→ Stored data
● ● ●
PR #873, opened 2018-10-18
Feature/24062 Edit check window

GeorgeChatzigiannis:
- Edit check window call and UI changes
- Edited check window submission


admin/controllers/check-window.js
```diff
@@ -60,9 +62,15 @@ const controller = {
    */
   submitCheckWindow: async (req, res, next) => {
     const requestData = req.body
+    const { checkWindowUrlSlug } = requestData
     let flashMessage
     try {
-      flashMessage = await checkWindowV2AddService.submit(requestData)
+      if (checkWindowUrlSlug) {
+        flashMessage = await checkWindowV2UpdateService.submit(requestData)
```
jon-shipley: This seems odd to me.  Why is a service returning a message that seems to be targeted at the GUI?

admin/controllers/check-window.js
```diff
@@ -99,6 +107,35 @@ const controller = {
...
+
+  getCheckWindowEditForm: async (req, res, next) => {
+    req.breadcrumbs('Manage check windows', '/check-window/manage-check-windows')
+    res.locals.pageTitle = 'Edit check window'
+    req.breadcrumbs(res.locals.pageTitle)
+    let checkWindowData
+    let checkWindowViewData
+    try {
+      checkWindowData = await checkWindowV2Service.getCheckWindow(req.params.checkWindowUrlSlug)
+      checkWindowViewData = checkWindowHelper.getEditViewData(checkWindowData)
```
jon-shipley: It's not all that clear to me from the code that:

1) `checkWindowHelper` is a Presenter and that 
2) it is returning a view model

@danwilliams @GuyHarwood - thoughts?

admin/helpers/check-window.js
```diff
@@ -0,0 +1,110 @@
...
+  return checkWindowViewData
+}
+
+/**
+ * Prepare validated data for submission
+ * @param {Object} requestData
+ * @param {Number} checkWindowId
+ * @returns {Object} Formatted check window data
+ */
+checkWindowHelper.prepareSubmissionData = (requestData, checkWindowId = null) => {
```
jon-shipley: Is this business logic?  There is a hard-coded check end date at the bottom of the function.

admin/services/check-window-v2-update.service.js
```diff
@@ -0,0 +1,27 @@
...
+ * @param {Object} requestData
+ * @returns {String} flash message for successful db insertion
+ */
+checkWindowV2UpdateService.submit = async (requestData) => {
+  const checkWindow = await checkWindowV2Service.getCheckWindow(requestData.checkWindowUrlSlug)
+  const validationError = checkWindowAddValidator.validate(requestData)
+  if (validationError.hasError()) {
+    throw validationError
+  }
+  const checkWindowData = checkWindowHelper.prepareSubmissionData(requestData, checkWindow.id)
```
jon-shipley: This is odd. The Presentation helper is now being called by a service.  Which tier of the application is the Helper actually in?  Either Presentation or Business logic service.

admin/views/check-window/create-check-window.ejs
```diff
@@ -454,11 +508,20 @@
...
+            <% if (!checkWindowData.pastCheckWindow) { %>
             <div class="form-buttons">
+                <input type="hidden" name="checkWindowUrlSlug" value="<%= checkWindowData.checkWindowUrlSlug %>">
                 <input class="button" type="submit" value="Save">
                 <a href="/check-window/manage-check-windows" class="button button-secondary">Cancel</a>
             </div>
+            <% } %>
         </form>
     </div>
 </div>
```
jon-shipley: tidy 👌

admin/helpers/check-window.js
GeorgeChatzigiannis: @jon-shipley The familiarisation and live check end dates are actually required to be set at the end time of that dates specified by the user. However you got he thinking about relocating this method elsewhere since its more of business logic.

admin/controllers/check-window.js
GuyHarwood: @GeorgeChatzigiannis is this helper function preparing the data model to be shown in the view?  if so, call it a presenter.

admin/controllers/check-window.js
GuyHarwood: @GeorgeChatzigiannis might be better to just fail/succeed the service via a try/catch call and curate an appropriate flash message in the controller

admin/helpers/check-window.js
GuyHarwood: @GeorgeChatzigiannis if this is structuring the raw data service output that would be useless to anyone without the structuring, then you may want to consider this as business logic that belongs in the service.  However, if this is a formatting exercise just for the web view, put it in a presenter.

admin/helpers/check-window.js
```diff
@@ -0,0 +1,110 @@
...
+      requestData['liveCheckStartYear']
+    )
+  checkWindowData.checkEndDate =
+    dateService.createUTCFromDayMonthYear(
+      requestData['liveCheckEndDay'],
+      requestData['liveCheckEndMonth'],
+      requestData['liveCheckEndYear']
+    )
+  checkWindowData.checkEndDate.set({ hour: 22, minute: 59, second: 59 })
+  checkWindowData.familiarisationCheckEndDate.set({ hour: 22, minute: 59, second: 59 })
```
GuyHarwood: whats the significance of 1 second before 11pm?  maybe put in a variable with a descriptive name.  i'm curious as to what this is for!

admin/controllers/check-window.js
GeorgeChatzigiannis: @GuyHarwood @jon-shipley this is now updated

admin/controllers/check-window.js
GeorgeChatzigiannis: @GuyHarwood @jon-shipley this is updated based on feedback

admin/helpers/check-window.js
GeorgeChatzigiannis: @GuyHarwood I moved this to the service level since it is indeed business logic.

admin/services/check-window-v2-update.service.js
GeorgeChatzigiannis: @jon-shipley the method is moved under check window v2 service.

admin/controllers/check-window.js
```diff
@@ -60,18 +62,30 @@ const controller = {
...
+        flashMessage = `${requestData.checkWindowName} has been created`
+      }
     } catch (error) {
       if (error.name === 'ValidationError') {
-        res.locals.pageTitle = 'Create check window'
+        res.locals.pageTitle = checkWindowUrlSlug ? 'Edit check window' : 'Create check window'
+        let checkWindowViewData = requestData
+        if (checkWindowUrlSlug) {
+          const checkWindowData = await checkWindowV2Service.getCheckWindow(checkWindowUrlSlug)
+          checkWindowViewData = checkWindowPresenter.getViewModelData(checkWindowData, requestData)
```
jon-shipley: 💯

GeorgeChatzigiannis:
waiting for another review from @GuyHarwood on this

admin/helpers/check-window.js
GeorgeChatzigiannis: Originally this was set at 23:59:59 as the last second of the day to cover the full duration of last check window date.
I noticed with BST time change that db was storing it as 00:59:59 of the next day.
I added this to prevent this overlap.

GuyHarwood:
@GeorgeChatzigiannis doesn't that mean its effectively wrong for roughly half the year though?
we baseline in UTC, so can accommodate summertime differences

admin/helpers/check-window.js
GuyHarwood: @GeorgeChatzigiannis doesn't that mean its effectively wrong for roughly half the year though?
we baseline in UTC, so can accommodate summertime differences

GeorgeChatzigiannis: @GuyHarwood I noticed that there was no issue with the last second of the day when storing on db level so I made that change.
To answer your question the previous implementation was also moving the time to the last hour of the day so that the last day would be included in the check window period.

GeorgeChatzigiannis: @GuyHarwood I noticed that there was no issue with the last second of the day when storing on db level so I made that change.
To answer your question the previous implementation was also moving the time to the last hour of the day so that the last day would be included in the check window period.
● ● ●
→ Task requirements
Find every line above that includes the word "class", then state how many there are and nothing more.

→ Reply
3